Redefine lambda syntax to λ
(defmacro λ (args body) `(lambda ,args ,body)) ELISP> (λ (x) (+ x 3)) (lambda (x) (+ x 3)) ELISP> (mapcar (λ (x) (+ x 3)) '(1 2 3 4 5 6)) (4 5 6 7 8 9)
Set variable to nil
(defmacro nil! (var) `(setq ,var nil)) ELISP> (setq x 10) 10 ELISP> x 10 ELISP> ELISP> (nil! x) nil ELISP> x nil ELISP> ELISP> (nil! z) nil ELISP> z nil ELISP>
Create Clojure def, defn and fn special forms
(defmacro fn (args body) `(lambda ,args ,body)) (defmacro def (name value) `(setq ,name ,value)) (defmacro defn (name args body) `(defun ,name ,args ,body)) ELISP> (fn (x) (* x x)) (lambda (x) (* x x)) ELISP> (mapcar (fn (x) (* x x)) '(1 2 3 4 5)) (1 4 9 16 25) ELISP> (def x 1000) 1000 ELISP> x 1000 ELISP> ELISP> (defn f (x y z) (+ (* 3 x) (* -4 y) (* 5 z))) f ELISP> (f 4 5 6) 22 ELISP>
Clojure - Thread-First Macro
See also:
(defun foldl (f acc xss)
(if (null xss)
acc
(foldl f (funcall f acc (car xss)) (cdr xss))))
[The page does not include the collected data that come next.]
PR #7, opened 2022-12-19
WIP: add bare-bones dtypes, rework ndarray.methods / free functions split

ev-br:
Use np.concatenate tests for dogfooding.


torch_np/_wrapper.py
```diff
@@ -258,13 +268,60 @@ def corrcoef(x, y=None, rowvar=True, bias=NoValue, ddof=NoValue, *, dtype=None):
...
+                # while numpy errors out
+                # TODO: centralize validation of out (incl this numpy/torch discrepancy)
+                result = torch.cat(tensors, axis, out=out_tensor)
+        except UserWarning:
+            raise ValueError("output array has wrong shape or dimensionality")
+    except (IndexError, RuntimeError):
+        raise AxisError
+    if out is not None:
+        return out
+    return asarray(result)
```
ev-br, line 324: This `concatenate` functions is a prototype for a top-level namespace function without a corresponding ndarray method.

torch_np/_dtypes.py
```diff
@@ -0,0 +1,174 @@
...
+# TODO: 1. define torch_np dtypes, make this work without numpy.
+#       2. mimic numpy's various aliases (np.half == np.float16, dtype='i8' etc)
+#       3. convert from python types: np.ones(3, dtype=float) etc
+
+import builtins
+import torch
+
+# Define analogs of numpy dtypes supported by pytorch.
+
+class dtype:
```
ev-br, line 13: the `dtype` class is a super-minimal duck-typing analog of numpy dtypes. Instances are not singletons! `dtype("int64") == dtype("int64")` but these are two different instances.

torch_np/_dtypes.py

(defun pass-result (x sexp)
(if (listp sexp)
`(,(car sexp) ,x ,@(cdr sexp))
`(,sexp ,x)))
(defmacro -> (x &rest exprs)
(foldl #'pass-result x exprs))
(->
5
exp
(/ 20)
(+ 10 20)
(- 3)
log10)
ELISP> (macroexpand
'(->
5
exp
(/ 20)
(+ 10 20)
(- 3)
log10))
(log10
(-
(+
(/
(exp 5)
20)
10 20)
3))
Or
(log10 (- (+ (/ (exp 5) 20) 10 20) 3))
ELISP> (pass-result 5 'exp)
(exp 5)
ELISP> (pass-result (pass-result 5 'exp) '(/ 20))
(/
(exp 5)
20)
ELISP> (pass-result (pass-result (pass-result 5 'exp) '(/ 20)) '(+ 10 20))
(+
(/
(exp 5)
20)
10 20)
ELISP>
Clojure - Thread-Last Macro
See: (->> x & forms)
(defun pass-result-last (x sexp)
(if (listp sexp)
`(,(car sexp) ,@(cdr sexp) ,x)
`(,sexp ,x)))
(defmacro --> (x &rest exprs)
(foldl #'pass-result-last x exprs))
(-->
5
(/ 20)
(+ 10 20)
(- 16))
ELISP> (-->
5
(/ 20)
(+ 10 20)
(- 16))
-18
ELISP
Thread-Substitute Macro
(defun replace (targ subst lst)
(if (null lst)
'()
(let ((hd (car lst))
(tl (cdr lst)))
(if (equal targ hd)
(cons subst (replace targ subst tl))
(cons (if (listp hd) (replace targ subst hd) hd)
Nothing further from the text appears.